**** Listed records

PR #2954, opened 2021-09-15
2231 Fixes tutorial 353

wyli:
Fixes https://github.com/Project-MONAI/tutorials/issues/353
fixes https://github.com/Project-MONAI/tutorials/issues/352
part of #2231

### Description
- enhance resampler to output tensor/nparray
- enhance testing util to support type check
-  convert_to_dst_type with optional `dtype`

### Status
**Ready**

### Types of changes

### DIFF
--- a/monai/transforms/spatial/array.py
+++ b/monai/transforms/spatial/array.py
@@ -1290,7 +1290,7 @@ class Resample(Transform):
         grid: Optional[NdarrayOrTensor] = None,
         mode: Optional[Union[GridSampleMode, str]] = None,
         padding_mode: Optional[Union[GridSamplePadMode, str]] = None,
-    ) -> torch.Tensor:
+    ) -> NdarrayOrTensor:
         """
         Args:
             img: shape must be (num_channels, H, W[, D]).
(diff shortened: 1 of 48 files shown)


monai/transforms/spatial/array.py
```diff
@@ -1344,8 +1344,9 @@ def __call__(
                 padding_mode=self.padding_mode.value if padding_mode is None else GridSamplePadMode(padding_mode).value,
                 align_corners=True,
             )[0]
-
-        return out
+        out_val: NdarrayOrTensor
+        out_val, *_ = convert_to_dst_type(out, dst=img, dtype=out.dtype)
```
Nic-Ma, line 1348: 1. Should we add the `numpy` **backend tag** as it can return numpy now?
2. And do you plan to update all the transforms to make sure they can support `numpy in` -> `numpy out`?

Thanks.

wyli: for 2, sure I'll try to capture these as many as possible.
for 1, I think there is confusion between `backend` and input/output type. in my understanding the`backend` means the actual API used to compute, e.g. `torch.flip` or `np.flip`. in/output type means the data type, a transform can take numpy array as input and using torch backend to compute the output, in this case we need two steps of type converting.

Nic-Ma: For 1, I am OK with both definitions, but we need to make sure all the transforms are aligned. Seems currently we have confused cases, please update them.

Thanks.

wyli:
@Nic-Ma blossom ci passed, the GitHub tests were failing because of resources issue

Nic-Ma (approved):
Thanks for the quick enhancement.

********

Instructions for the task
The expected output is one number, the tally of lines above containing "transforms".

Response area
5